Richmond does not have any major, professional sports teams. However, there are several minor league teams. The city is the home of the Richmond Braves, a AAA minor league baseball team (the farm team of the Atlanta Braves). The Braves play at The Diamond. The Richmond Lions, a USA Rugby Division 2 rugby union team, play at Dorey Park. The Richmond Kickers, a United Soccer Leagues Second Division soccer team, play at the University of Richmond Stadium. The Richmond Bandits are an AIFl team. On April 25, 2006, after Richmond lost its RiverDogs, the former UHL franchise, to relocation, the Richmond Renegades returned to the city of Richmond in the Southern Professional Hockey League. The Renegades are owned by the original Renegades owner from the ECHL franchise, Allan Harvie. The Renegades began play at the Richmond Coliseum in the fall of 2006.

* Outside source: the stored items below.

PR #653, opened 2022-05-27
Fix landmarks dependency for a version that supports aarch64

renatoalencar:
## Problem

Project is not compiling on Mac M1 because of a dependency that doesn't support aarch64.

## Solution

Add esy resolution with support for it, I have made a fork and updated it for support for aarch64.

https://github.com/renatoalencar/landmarks/commit/91f75a5ddc38e40bcd8f1dd10b68e88a5c169e0d


d4hines (approved):
Nice, thanks for this!

PR #656, opened 2022-05-31
fix: override jsonrpc to a working commit

d4hines:
## Problem

Our nix setup isn't working because a commit was removed that was referenced from https://github.com/anmonteiro/nix-overlays. 

## Solution

@ulrikstrid created a working patch in his fork.


ulrikstrid:
Fix in the overlays: https://github.com/anmonteiro/nix-overlays/pull/325

ulrikstrid (approved):
This is OK, I'm just about to merge the PR in the upstream overlays so we could use that instead. But this fixes the problem NOW

PR #657, opened 2022-05-31
fix tilt file

Pilou97:
# Problem:
Tilt configuration does not work on deku parametric


d4hines:
Cherry-picked, thanks.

The Richmond Coliseum is the home of a large number of concerts, festivals, and trade shows. The Colonial Athletic Association of college basketball has also hosted its annual tournament at the coliseum since 1990, and the 1994 NCAA women's basketball Final Four was held here.

Auto racing is also very popular in the area, and the Richmond International Raceway also hosts two annual NASCAR Nextel Cup races, the Suntrust Indy Challenge, as well as the Virginia State Fair and other community and sporting events. Southside Speedway also sits just southwest of Richmond in Chesterfield County, and is a .33 mile oval short-track that features weekly stock car racing on Friday nights. Southside Speedway has acted as the breeding grounds for many past NASCAR legends including Richard Petty, Bobby Allison and Darrell Waltrip, and claims to be the home track of current NASCAR superstar, Denny Hamlin. Richmond was considered as one of the possible resting places for the future NASCAR Hall of Fame, but was ultimately awarded to Charlotte, North Carolina.

Richmond has played host to the Xterra (off-road triathlon) East Championship since 2000. Mountain bikers and Triathletes alike revel in the incredible trail system of the James River Park. Each June the best off-road Triathletes in the world converge on Richmond for the Xterra East Regional Championship bringing with them the Xterra Triathlon festival, including, family events, athletic competitions, and a twilight concert.


Richmond has several historic churches. Because of its early English colonial history from the early 1600s to 1776, Richmond has a number of prominent Anglican/Episcopal churches including Monumental Church, St. Paul's Episcopal Church and St. John's Episcopal Church. Methodists and Baptists made up another section of early churches, and First Baptist Church of Richmond was the first of these, established in 1780. In the Reformed church tradition, the first Presbyterian Church in the City of Richmond was First Presbyterian Church, organized on June 18, 1812. On February 5, 1845, Second Presbyterian Church of Richmond was founded, which was an historic church where Stonewall Jackson attended and was the first Gothic building and the first gas-lit church to be built in Richmond. Due to the influx of German immigrants in the 1840s, Saint Johns German Evangelical church was formed in 1843.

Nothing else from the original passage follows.